Octave Uzanne, 42 ans, débarque à New-York le 10 avril 1893. Il y restera jusqu'au 10 juin. 2 mois d'excursions entre New-York, Philadelphie, Baltimore, Washington, Chicago, Niagara Falls, Montréal, Québec, Boston et New-York en retour final. Octave Uzanne était envoyé en tant que journaliste pour le Figaro afin de couvrir la World's Fair de Chicago : il passe ainsi 3 semaines à Chicago et en fait une ample description dans le guide qu'il publie à la fin de l'année 1893 à son retour : « Vingt jours dans le Nouveau Monde. De Paris à Chicago. 175 dessins. » Titre bien mal choisi puisque le périple, plus long qu'annoncé, donne un panorama complet du parcours suivi par Uzanne pendant son séjour de deux mois. Fidèle à ses habitudes, ce sont des sensations très personnelles que nous livre le journaliste. Dans ce guide il ne sera d'ailleurs pour ainsi dire pas question de la fameuse Exposition de Chicago (Columbian Word's Fair), puisque cet aspect sera traité particulièrement dans les articles qu'il livrera au Figaro (et aussi àL'Illustration), nous y reviendrons bientôt.
Uzanne séjourne à Chicago pendant 3 semaines. Il en repart le mardi 23 mai 1893 comme il l'indique dans une très belle lettre adressée ce même jour à sa mère (Archives de l'Yonne, fonds Yvan Christ). Il a dû arriver à Chicago dans les premiers jours du mois de mai. C'était il y a tout juste 120 ans !

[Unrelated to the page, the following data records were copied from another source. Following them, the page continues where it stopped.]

PR #721, opened 2020-07-31
deploy new pipeline

### LINKED ISSUE #722: Deploy new pipeline with ID search

jamesgorrie:
Fixes #722 

New ID search work.

Also moves search query to 100%. I wouldn't suggest we do this, but it is so much more better than what we had, this is the baseline, and we will move forward from here.

### DIFF
--- a/pipeline/terraform/main.tf
+++ b/pipeline/terraform/main.tf
@@ -1,7 +1,7 @@
-module "catalogue_pipeline_20200717" {
+module "catalogue_pipeline_20200731" {
   source = "./stack"
 
-  namespace = "catalogue-20200717"
+  namespace = "catalogue-20200731"
 
   release_label = "prod"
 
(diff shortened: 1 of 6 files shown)


pipeline/terraform/main.tf
```diff
@@ -62,6 +62,70 @@ module "catalogue_pipeline_20200717" {
...
+  # reindexer topic names.
+
+  sierra_adapter_topic_arns = [
+    local.sierra_reindexer_topic_arn,
+    local.sierra_merged_bibs_topic_arn,
+    local.sierra_merged_items_topic_arn,
+  ]
+
+  miro_adapter_topic_arns = [
+    local.miro_reindexer_topic_arn,
```
warrd, line 92: Are these meant to be uncommented?

jamesgorrie: Yip as they'll be reading from the reindexer

warrd: Just for initial reindex though right? Once its all done we have to remember to comment them again?

jamesgorrie: Indeed, I'll swap that to prod when that's done, just wanted to get this in in case people are working on the pipeline, and don't want them to destroy it.

This deployment process is a little shaky, needs a rethink at some stage.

En attendant, cette description sensitive de la mégapole Chicago nous donne l'occasion de vous présenter le texte en plusieurs parties, publiées à la suite dans les jours qui viennent. Voici.
Bertrand Hugonnard-Roche
Pour faire suite à : Octave Uzanne à Chicago - mai 1893 - Première partie : L'arrivée - Sensations générales.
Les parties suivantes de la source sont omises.